▶ WORK TO BE COMPLETED
Start to finish, reproduce the records below with nothing missing.

▶ TASK DATA
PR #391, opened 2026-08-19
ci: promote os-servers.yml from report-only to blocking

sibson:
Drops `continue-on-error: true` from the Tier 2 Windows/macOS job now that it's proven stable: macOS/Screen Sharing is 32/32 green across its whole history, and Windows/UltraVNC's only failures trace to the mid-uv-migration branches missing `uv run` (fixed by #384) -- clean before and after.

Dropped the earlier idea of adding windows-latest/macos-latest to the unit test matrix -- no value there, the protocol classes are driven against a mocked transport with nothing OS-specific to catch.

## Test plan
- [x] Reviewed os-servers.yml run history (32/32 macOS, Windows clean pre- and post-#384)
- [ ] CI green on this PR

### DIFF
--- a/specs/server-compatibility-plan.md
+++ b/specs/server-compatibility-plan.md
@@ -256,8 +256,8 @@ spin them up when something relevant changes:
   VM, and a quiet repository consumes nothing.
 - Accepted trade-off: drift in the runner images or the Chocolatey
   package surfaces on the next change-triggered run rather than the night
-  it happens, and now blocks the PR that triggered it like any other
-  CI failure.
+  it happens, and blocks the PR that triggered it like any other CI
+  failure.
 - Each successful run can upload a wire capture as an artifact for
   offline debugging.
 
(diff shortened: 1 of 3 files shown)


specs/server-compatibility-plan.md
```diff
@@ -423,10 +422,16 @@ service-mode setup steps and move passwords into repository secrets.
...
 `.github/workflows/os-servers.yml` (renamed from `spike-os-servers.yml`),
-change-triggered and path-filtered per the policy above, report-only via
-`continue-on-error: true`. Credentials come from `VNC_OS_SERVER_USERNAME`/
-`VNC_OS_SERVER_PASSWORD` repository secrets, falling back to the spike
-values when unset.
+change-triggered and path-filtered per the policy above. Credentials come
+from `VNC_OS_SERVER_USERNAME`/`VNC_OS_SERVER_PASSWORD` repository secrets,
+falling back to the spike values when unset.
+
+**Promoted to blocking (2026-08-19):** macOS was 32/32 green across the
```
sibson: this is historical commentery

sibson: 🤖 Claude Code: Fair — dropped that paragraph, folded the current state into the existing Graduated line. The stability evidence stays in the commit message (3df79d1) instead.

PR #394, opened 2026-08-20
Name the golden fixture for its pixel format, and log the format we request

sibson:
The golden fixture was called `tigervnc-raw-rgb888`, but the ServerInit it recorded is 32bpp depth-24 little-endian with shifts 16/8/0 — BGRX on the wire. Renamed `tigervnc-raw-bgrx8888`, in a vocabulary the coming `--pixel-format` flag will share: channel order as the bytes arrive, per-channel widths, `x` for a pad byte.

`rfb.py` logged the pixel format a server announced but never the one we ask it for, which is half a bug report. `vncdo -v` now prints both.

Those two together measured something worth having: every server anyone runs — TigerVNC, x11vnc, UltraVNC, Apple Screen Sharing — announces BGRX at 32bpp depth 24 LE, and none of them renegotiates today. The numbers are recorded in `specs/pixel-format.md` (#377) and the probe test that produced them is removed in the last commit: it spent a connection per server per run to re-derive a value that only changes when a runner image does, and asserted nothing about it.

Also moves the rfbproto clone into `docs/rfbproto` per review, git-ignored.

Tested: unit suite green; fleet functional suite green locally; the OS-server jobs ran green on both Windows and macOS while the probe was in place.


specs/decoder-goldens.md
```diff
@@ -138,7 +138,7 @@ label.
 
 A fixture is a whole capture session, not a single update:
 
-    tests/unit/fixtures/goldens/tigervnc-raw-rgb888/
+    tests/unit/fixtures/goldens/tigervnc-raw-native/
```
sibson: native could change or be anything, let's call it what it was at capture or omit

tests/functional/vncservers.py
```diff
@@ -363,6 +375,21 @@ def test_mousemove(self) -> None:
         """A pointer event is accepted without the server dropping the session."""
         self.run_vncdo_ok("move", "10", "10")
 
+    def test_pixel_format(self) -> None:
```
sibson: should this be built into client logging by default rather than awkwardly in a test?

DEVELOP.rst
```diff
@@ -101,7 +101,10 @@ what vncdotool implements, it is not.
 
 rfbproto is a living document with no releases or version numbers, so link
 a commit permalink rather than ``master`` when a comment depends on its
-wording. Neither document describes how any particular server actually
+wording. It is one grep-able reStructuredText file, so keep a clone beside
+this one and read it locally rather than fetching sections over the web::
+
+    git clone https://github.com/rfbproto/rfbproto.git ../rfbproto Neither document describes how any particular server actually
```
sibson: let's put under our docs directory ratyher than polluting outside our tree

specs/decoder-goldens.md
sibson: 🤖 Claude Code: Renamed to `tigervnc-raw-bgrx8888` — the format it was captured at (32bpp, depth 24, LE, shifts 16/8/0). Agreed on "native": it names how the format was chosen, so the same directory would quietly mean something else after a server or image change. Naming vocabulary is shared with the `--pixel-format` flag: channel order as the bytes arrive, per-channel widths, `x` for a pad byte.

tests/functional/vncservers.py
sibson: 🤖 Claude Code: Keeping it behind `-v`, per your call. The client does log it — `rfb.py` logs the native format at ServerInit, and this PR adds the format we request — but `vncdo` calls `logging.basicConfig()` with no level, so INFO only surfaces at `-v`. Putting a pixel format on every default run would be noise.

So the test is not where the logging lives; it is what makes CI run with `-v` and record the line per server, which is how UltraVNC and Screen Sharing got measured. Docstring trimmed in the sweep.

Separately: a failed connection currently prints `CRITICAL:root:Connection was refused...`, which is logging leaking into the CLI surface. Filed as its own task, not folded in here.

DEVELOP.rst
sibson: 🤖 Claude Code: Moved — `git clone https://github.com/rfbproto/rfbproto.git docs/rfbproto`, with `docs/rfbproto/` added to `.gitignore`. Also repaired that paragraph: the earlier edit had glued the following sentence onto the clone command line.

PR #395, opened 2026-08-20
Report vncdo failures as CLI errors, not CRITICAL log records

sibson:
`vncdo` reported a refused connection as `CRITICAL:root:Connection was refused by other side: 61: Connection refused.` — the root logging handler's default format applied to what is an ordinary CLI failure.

▶ EXERCISE SOLUTION
PR #391, opened 2026-08-19
ci: promote os-servers.yml from report-only to blocking

sibson:
Drops `continue-on-error: true` from the Tier 2 Windows/macOS job now that it's proven stable: macOS/Screen Sharing is 32/32 green across its whole history, and Windows/UltraVNC's only failures trace to the mid-uv-migration branches missing `uv run` (fixed by #384) -- clean before and after.

Dropped the earlier idea of adding windows-latest/macos-latest to the unit test matrix -- no value there, the protocol classes are driven against a mocked transport with nothing OS-specific to catch.

## Test plan
- [x] Reviewed os-servers.yml run history (32/32 macOS, Windows clean pre- and post-#384)
- [ ] CI green on this PR

### DIFF
--- a/specs/server-compatibility-plan.md
+++ b/specs/server-compatibility-plan.md
@@ -256,8 +256,8 @@ spin them up when something relevant changes:
   VM, and a quiet repository consumes nothing.
 - Accepted trade-off: drift in the runner images or the Chocolatey
   package surfaces on the next change-triggered run rather than the night
-  it happens, and now blocks the PR that triggered it like any other
-  CI failure.
+  it happens, and blocks the PR that triggered it like any other CI
+  failure.
 - Each successful run can upload a wire capture as an artifact for
   offline debugging.
 
(diff shortened: 1 of 3 files shown)


specs/server-compatibility-plan.md
```diff
@@ -423,10 +422,16 @@ service-mode setup steps and move passwords into repository secrets.
...
 `.github/workflows/os-servers.yml` (renamed from `spike-os-servers.yml`),
-change-triggered and path-filtered per the policy above, report-only via
-`continue-on-error: true`. Credentials come from `VNC_OS_SERVER_USERNAME`/
-`VNC_OS_SERVER_PASSWORD` repository secrets, falling back to the spike
-values when unset.
+change-triggered and path-filtered per the policy above. Credentials come
+from `VNC_OS_SERVER_USERNAME`/`VNC_OS_SERVER_PASSWORD` repository secrets,
+falling back to the spike values when unset.
+
+**Promoted to blocking (2026-08-19):** macOS was 32/32 green across the
```
sibson: this is historical commentery

sibson: 🤖 Claude Code: Fair — dropped that paragraph, folded the current state into the existing Graduated line. The stability evidence stays in the commit message (3df79d1) instead.

PR #394, opened 2026-08-20
Name the golden fixture for its pixel format, and log the format we request

sibson:
The golden fixture was called `tigervnc-raw-rgb888`, but the ServerInit it recorded is 32bpp depth-24 little-endian with shifts 16/8/0 — BGRX on the wire. Renamed `tigervnc-raw-bgrx8888`, in a vocabulary the coming `--pixel-format` flag will share: channel order as the bytes arrive, per-channel widths, `x` for a pad byte.

`rfb.py` logged the pixel format a server announced but never the one we ask it for, which is half a bug report. `vncdo -v` now prints both.

Those two together measured something worth having: every server anyone runs — TigerVNC, x11vnc, UltraVNC, Apple Screen Sharing — announces BGRX at 32bpp depth 24 LE, and none of them renegotiates today. The numbers are recorded in `specs/pixel-format.md` (#377) and the probe test that produced them is removed in the last commit: it spent a connection per server per run to re-derive a value that only changes when a runner image does, and asserted nothing about it.

Also moves the rfbproto clone into `docs/rfbproto` per review, git-ignored.

Tested: unit suite green; fleet functional suite green locally; the OS-server jobs ran green on both Windows and macOS while the probe was in place.


specs/decoder-goldens.md
```diff
@@ -138,7 +138,7 @@ label.
 
 A fixture is a whole capture session, not a single update:
 
-    tests/unit/fixtures/goldens/tigervnc-raw-rgb888/
+    tests/unit/fixtures/goldens/tigervnc-raw-native/
```
sibson: native could change or be anything, let's call it what it was at capture or omit

tests/functional/vncservers.py
```diff
@@ -363,6 +375,21 @@ def test_mousemove(self) -> None:
         """A pointer event is accepted without the server dropping the session."""
         self.run_vncdo_ok("move", "10", "10")
 
+    def test_pixel_format(self) -> None:
```
sibson: should this be built into client logging by default rather than awkwardly in a test?

DEVELOP.rst
```diff
@@ -101,7 +101,10 @@ what vncdotool implements, it is not.
 
 rfbproto is a living document with no releases or version numbers, so link
 a commit permalink rather than ``master`` when a comment depends on its
-wording. Neither document describes how any particular server actually
+wording. It is one grep-able reStructuredText file, so keep a clone beside
+this one and read it locally rather than fetching sections over the web::
+
+    git clone https://github.com/rfbproto/rfbproto.git ../rfbproto Neither document describes how any particular server actually
```
sibson: let's put under our docs directory ratyher than polluting outside our tree

specs/decoder-goldens.md
sibson: 🤖 Claude Code: Renamed to `tigervnc-raw-bgrx8888` — the format it was captured at (32bpp, depth 24, LE, shifts 16/8/0). Agreed on "native": it names how the format was chosen, so the same directory would quietly mean something else after a server or image change. Naming vocabulary is shared with the `--pixel-format` flag: channel order as the bytes arrive, per-channel widths, `x` for a pad byte.

tests/functional/vncservers.py
sibson: 🤖 Claude Code: Keeping it behind `-v`, per your call. The client does log it — `rfb.py` logs the native format at ServerInit, and this PR adds the format we request — but `vncdo` calls `logging.basicConfig()` with no level, so INFO only surfaces at `-v`. Putting a pixel format on every default run would be noise.

So the test is not where the logging lives; it is what makes CI run with `-v` and record the line per server, which is how UltraVNC and Screen Sharing got measured. Docstring trimmed in the sweep.

Separately: a failed connection currently prints `CRITICAL:root:Connection was refused...`, which is logging leaking into the CLI surface. Filed as its own task, not folded in here.

DEVELOP.rst
sibson: 🤖 Claude Code: Moved — `git clone https://github.com/rfbproto/rfbproto.git docs/rfbproto`, with `docs/rfbproto/` added to `.gitignore`. Also repaired that paragraph: the earlier edit had glued the following sentence onto the clone command line.

PR #395, opened 2026-08-20
Report vncdo failures as CLI errors, not CRITICAL log records

sibson:
`vncdo` reported a refused connection as `CRITICAL:root:Connection was refused by other side: 61: Connection refused.` — the root logging handler's default format applied to what is an ordinary CLI failure.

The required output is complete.